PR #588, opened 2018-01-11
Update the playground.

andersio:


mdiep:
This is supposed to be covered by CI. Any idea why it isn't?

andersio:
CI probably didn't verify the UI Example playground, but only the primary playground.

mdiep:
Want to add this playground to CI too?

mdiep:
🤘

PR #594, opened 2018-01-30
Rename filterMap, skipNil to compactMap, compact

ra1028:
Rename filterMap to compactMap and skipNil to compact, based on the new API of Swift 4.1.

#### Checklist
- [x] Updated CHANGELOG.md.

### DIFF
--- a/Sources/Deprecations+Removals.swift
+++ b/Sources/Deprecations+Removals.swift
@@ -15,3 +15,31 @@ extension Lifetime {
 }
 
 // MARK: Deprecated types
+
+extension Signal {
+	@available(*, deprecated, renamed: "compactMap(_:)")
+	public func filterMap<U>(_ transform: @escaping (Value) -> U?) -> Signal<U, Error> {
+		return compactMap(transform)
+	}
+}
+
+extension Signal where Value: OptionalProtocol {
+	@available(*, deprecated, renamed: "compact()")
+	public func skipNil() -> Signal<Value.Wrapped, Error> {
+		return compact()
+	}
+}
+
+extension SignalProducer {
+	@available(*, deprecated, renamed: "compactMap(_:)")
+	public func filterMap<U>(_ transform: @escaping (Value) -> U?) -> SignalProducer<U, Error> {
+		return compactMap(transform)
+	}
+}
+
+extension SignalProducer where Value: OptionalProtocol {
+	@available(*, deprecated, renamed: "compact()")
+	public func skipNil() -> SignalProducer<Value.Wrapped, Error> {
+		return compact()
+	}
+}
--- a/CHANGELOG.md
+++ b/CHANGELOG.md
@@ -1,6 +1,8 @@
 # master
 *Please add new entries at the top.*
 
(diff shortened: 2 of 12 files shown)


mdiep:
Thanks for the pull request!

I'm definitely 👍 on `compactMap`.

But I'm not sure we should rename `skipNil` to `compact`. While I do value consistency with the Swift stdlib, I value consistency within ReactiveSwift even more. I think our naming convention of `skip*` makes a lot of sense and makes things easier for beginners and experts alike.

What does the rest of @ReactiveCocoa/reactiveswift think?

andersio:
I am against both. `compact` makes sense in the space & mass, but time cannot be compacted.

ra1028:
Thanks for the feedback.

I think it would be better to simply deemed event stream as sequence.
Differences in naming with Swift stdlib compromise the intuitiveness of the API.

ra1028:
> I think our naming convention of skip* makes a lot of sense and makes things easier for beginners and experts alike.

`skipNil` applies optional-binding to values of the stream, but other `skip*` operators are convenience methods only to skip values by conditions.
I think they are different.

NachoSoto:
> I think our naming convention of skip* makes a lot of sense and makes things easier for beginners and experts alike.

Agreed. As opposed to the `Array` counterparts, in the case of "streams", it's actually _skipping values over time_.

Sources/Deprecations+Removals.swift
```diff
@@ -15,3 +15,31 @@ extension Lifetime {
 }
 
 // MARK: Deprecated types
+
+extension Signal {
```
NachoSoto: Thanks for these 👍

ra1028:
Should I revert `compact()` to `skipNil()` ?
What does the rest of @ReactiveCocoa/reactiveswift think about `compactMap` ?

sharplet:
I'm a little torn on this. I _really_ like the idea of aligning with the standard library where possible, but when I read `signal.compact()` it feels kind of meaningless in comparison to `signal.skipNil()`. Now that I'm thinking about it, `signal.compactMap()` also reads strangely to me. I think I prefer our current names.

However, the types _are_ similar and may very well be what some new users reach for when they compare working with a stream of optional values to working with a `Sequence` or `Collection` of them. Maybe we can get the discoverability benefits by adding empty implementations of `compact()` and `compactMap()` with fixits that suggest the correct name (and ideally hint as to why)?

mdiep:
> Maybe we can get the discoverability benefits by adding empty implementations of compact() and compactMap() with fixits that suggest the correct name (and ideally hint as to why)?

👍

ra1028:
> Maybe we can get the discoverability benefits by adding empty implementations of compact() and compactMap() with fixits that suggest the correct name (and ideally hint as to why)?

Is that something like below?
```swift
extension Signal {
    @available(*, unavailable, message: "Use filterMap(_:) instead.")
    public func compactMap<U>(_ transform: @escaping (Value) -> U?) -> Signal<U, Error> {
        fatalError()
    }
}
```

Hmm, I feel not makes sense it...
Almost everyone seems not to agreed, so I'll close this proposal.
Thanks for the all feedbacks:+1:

=-=-=-=-=

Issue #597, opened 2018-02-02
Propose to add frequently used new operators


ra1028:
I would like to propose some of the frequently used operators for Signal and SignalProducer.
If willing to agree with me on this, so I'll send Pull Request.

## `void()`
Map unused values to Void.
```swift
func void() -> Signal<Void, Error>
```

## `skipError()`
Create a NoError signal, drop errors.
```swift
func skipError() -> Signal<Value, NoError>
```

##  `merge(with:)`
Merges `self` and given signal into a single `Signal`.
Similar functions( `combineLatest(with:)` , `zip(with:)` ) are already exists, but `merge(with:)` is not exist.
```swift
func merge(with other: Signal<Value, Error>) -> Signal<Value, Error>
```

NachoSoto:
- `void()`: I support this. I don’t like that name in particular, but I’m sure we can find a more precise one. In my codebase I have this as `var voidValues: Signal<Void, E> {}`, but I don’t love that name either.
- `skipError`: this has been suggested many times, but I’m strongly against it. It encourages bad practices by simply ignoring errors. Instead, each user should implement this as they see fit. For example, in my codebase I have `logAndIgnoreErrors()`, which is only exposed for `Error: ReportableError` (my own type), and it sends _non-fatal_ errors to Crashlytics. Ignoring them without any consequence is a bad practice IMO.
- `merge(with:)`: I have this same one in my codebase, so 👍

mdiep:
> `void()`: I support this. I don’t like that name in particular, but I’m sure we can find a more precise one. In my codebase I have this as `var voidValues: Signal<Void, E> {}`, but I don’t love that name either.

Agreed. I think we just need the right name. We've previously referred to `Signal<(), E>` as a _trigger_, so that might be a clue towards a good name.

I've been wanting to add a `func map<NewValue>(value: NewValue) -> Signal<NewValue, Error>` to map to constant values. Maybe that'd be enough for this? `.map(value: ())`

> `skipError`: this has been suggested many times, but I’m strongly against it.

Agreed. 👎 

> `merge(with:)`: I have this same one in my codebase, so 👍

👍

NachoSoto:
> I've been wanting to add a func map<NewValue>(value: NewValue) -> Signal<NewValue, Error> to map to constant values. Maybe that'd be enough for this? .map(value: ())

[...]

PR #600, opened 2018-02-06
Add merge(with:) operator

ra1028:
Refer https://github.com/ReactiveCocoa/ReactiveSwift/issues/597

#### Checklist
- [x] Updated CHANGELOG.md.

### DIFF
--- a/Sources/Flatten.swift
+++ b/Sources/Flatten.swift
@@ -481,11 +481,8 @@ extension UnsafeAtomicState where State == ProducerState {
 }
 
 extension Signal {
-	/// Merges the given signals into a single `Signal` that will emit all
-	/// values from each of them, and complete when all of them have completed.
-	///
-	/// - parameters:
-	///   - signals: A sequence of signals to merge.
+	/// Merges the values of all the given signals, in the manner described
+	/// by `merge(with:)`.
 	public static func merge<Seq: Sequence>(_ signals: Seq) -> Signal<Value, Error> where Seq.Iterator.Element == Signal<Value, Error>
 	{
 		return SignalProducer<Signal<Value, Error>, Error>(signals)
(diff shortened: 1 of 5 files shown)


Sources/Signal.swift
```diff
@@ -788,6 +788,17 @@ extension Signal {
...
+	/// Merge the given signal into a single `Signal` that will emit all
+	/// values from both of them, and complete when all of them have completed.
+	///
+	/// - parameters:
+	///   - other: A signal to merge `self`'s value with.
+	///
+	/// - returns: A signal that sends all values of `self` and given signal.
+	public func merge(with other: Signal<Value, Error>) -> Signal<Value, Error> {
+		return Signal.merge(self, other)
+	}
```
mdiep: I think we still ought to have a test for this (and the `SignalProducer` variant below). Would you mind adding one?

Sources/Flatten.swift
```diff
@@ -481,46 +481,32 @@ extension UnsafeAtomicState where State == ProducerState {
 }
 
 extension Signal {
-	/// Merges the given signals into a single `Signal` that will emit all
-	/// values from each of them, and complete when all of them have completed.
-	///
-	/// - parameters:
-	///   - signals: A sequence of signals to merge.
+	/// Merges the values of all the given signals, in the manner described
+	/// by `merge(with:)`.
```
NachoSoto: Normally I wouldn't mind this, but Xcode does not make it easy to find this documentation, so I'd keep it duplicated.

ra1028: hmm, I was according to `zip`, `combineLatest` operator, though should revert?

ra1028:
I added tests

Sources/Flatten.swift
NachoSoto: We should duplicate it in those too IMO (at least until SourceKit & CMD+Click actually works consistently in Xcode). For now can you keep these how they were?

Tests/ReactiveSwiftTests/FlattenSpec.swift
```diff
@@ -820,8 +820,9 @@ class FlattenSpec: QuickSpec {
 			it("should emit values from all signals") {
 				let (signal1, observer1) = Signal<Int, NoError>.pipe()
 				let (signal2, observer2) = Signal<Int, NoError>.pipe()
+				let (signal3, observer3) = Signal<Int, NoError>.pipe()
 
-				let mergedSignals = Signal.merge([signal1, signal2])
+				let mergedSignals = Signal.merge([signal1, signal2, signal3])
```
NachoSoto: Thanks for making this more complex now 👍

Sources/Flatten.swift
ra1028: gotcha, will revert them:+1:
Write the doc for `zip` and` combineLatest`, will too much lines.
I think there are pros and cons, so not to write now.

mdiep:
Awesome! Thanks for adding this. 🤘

=-=-=-=-=

> **Problem details**
Every line that contains "does" should be copied out of the data.

> **Task answer**
What does the rest of @ReactiveCocoa/reactiveswift think?
What does the rest of @ReactiveCocoa/reactiveswift think about `compactMap` ?
NachoSoto: Normally I wouldn't mind this, but Xcode does not make it easy to find this documentation, so I'd keep it duplicated.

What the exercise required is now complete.